━━━━━ SOURCE RECORDS
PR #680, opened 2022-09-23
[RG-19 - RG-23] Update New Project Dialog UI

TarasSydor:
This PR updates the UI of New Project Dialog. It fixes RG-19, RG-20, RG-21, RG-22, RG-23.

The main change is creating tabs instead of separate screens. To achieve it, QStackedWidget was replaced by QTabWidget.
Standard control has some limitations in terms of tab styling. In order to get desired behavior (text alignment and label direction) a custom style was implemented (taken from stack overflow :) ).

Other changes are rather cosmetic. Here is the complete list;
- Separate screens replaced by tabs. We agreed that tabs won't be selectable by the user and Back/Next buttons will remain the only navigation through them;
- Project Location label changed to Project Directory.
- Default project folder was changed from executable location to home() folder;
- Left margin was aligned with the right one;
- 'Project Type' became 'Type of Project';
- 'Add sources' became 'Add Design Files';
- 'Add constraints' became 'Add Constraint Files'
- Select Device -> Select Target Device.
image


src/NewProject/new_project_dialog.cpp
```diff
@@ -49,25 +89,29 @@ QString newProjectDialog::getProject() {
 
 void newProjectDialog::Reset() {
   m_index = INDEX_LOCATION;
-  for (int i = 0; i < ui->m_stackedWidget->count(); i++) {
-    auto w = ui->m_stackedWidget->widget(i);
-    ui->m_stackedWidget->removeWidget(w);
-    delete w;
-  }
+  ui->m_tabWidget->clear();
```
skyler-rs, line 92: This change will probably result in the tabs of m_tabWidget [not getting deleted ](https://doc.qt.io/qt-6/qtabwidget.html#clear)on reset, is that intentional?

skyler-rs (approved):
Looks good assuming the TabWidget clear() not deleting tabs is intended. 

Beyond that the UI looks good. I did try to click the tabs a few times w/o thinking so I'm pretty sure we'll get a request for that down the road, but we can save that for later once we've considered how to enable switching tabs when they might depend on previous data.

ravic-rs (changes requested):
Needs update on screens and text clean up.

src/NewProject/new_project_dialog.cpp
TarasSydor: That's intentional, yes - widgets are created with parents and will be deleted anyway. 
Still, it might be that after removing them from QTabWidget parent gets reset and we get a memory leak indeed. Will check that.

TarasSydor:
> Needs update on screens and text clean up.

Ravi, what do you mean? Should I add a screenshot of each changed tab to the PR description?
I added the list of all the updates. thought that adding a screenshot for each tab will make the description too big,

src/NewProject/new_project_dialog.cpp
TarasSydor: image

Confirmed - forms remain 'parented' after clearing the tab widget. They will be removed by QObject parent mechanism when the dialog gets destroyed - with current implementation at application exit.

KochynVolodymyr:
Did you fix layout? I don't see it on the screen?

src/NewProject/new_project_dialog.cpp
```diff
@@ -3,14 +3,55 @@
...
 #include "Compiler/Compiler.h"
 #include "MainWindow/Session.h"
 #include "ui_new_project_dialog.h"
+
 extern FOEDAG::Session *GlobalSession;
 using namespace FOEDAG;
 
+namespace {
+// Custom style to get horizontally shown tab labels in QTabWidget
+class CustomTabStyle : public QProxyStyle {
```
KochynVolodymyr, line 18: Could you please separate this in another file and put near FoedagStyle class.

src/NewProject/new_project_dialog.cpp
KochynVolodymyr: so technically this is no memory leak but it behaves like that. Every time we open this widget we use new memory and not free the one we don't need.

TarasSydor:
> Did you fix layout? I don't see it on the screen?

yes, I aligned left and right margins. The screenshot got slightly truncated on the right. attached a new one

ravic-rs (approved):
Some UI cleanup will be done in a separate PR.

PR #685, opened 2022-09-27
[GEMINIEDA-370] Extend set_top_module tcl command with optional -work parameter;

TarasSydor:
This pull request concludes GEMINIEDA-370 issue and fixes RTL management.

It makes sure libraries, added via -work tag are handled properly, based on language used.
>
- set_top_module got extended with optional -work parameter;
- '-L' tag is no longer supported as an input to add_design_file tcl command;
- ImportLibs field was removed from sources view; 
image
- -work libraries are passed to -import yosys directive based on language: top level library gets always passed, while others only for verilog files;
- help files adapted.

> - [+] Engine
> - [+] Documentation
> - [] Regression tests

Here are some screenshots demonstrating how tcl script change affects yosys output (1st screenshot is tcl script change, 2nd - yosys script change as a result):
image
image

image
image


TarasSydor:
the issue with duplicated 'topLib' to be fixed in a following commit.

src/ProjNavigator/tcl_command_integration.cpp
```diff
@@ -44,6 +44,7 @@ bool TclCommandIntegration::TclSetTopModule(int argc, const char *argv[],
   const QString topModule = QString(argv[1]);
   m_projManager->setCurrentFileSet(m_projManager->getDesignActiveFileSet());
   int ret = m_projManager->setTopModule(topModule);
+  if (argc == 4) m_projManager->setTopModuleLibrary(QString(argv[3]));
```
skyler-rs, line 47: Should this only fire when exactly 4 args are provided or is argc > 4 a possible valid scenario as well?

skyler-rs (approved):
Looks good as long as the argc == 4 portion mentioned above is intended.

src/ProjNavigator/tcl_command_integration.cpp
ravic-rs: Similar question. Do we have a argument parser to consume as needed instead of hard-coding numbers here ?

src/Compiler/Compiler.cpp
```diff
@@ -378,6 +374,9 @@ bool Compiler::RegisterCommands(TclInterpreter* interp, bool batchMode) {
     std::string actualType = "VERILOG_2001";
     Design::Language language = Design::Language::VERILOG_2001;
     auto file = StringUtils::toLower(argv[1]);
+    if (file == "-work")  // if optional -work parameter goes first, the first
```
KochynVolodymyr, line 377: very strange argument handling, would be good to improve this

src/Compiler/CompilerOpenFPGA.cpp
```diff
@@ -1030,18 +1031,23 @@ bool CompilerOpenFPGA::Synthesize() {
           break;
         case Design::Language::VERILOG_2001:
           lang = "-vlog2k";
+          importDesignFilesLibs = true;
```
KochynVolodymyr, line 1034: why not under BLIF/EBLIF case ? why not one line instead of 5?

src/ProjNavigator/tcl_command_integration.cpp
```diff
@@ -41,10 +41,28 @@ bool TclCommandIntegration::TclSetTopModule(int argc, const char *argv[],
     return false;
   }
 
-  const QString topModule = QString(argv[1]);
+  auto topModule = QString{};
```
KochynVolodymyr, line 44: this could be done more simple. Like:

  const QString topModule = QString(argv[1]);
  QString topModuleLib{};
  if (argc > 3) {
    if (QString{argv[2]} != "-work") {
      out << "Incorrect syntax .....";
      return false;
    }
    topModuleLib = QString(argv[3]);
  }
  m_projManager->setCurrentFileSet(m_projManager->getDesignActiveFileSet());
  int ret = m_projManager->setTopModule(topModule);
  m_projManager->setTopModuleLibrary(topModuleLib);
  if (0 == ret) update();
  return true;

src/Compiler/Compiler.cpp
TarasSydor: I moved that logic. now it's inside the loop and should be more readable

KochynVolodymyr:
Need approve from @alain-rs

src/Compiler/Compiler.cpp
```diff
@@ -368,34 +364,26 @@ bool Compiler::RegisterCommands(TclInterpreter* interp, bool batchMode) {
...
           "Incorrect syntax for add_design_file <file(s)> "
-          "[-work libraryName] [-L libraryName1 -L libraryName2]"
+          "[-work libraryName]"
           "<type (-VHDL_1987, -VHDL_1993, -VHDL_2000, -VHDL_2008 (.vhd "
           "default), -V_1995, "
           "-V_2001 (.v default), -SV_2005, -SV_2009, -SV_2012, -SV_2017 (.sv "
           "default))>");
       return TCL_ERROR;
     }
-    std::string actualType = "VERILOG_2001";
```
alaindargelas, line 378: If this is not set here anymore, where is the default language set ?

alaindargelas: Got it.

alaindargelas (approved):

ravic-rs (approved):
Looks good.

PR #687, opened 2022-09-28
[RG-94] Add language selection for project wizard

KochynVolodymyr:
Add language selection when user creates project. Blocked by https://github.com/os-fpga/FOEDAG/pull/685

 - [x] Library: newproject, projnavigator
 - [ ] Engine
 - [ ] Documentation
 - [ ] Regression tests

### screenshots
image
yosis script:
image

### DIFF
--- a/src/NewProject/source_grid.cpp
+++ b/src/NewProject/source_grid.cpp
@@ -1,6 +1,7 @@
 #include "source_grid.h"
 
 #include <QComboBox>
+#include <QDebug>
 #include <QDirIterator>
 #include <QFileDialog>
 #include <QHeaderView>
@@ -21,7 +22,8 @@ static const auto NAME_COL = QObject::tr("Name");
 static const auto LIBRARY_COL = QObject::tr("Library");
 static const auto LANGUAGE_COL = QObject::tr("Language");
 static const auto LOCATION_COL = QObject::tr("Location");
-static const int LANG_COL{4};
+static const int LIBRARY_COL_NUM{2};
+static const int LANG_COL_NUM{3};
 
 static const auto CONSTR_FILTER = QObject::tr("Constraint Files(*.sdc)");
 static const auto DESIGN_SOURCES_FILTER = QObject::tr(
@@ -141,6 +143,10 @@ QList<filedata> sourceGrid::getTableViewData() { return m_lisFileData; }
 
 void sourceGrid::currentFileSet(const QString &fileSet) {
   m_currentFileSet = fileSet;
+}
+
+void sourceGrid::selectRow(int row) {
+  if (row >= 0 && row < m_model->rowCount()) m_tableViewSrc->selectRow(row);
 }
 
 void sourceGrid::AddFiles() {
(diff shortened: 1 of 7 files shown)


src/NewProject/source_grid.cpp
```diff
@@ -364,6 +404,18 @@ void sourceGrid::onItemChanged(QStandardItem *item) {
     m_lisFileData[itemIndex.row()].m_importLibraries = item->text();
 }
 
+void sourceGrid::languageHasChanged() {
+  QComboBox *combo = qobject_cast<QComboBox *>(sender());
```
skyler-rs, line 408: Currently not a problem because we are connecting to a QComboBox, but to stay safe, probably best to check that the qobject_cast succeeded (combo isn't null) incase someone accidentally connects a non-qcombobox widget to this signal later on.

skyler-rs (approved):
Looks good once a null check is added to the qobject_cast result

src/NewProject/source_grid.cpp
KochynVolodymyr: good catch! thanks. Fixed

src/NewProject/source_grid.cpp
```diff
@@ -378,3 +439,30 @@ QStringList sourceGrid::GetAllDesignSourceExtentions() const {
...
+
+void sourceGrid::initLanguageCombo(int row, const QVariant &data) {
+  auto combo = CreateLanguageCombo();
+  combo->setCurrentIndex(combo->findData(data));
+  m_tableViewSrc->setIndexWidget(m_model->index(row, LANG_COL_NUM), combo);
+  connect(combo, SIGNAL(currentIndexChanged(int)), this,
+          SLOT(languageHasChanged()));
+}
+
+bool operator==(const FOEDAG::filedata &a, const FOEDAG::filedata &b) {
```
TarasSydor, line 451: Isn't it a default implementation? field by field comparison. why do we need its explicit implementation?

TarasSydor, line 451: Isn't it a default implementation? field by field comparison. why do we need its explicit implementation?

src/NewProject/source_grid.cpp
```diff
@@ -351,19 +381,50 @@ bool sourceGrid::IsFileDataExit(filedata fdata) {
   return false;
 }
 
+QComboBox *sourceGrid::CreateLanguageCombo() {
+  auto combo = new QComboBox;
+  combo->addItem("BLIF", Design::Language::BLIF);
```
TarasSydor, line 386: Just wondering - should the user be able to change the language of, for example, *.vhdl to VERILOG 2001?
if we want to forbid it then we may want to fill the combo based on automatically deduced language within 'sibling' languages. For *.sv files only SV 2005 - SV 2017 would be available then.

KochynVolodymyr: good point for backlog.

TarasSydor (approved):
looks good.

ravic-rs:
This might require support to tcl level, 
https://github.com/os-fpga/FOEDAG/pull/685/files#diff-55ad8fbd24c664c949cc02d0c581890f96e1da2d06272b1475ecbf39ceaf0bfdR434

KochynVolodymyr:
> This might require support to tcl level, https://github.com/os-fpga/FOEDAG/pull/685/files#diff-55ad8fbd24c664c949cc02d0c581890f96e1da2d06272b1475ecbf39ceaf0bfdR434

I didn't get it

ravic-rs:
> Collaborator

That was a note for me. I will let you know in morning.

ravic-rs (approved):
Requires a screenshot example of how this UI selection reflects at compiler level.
━━━━━━━━━━
▶ [WHAT TO DO]
Return each line of the data that contains the string "intentional".

▶ [ANSWER]
skyler-rs, line 92: This change will probably result in the tabs of m_tabWidget [not getting deleted ](https://doc.qt.io/qt-6/qtabwidget.html#clear)on reset, is that intentional?
TarasSydor: That's intentional, yes - widgets are created with parents and will be deleted anyway. 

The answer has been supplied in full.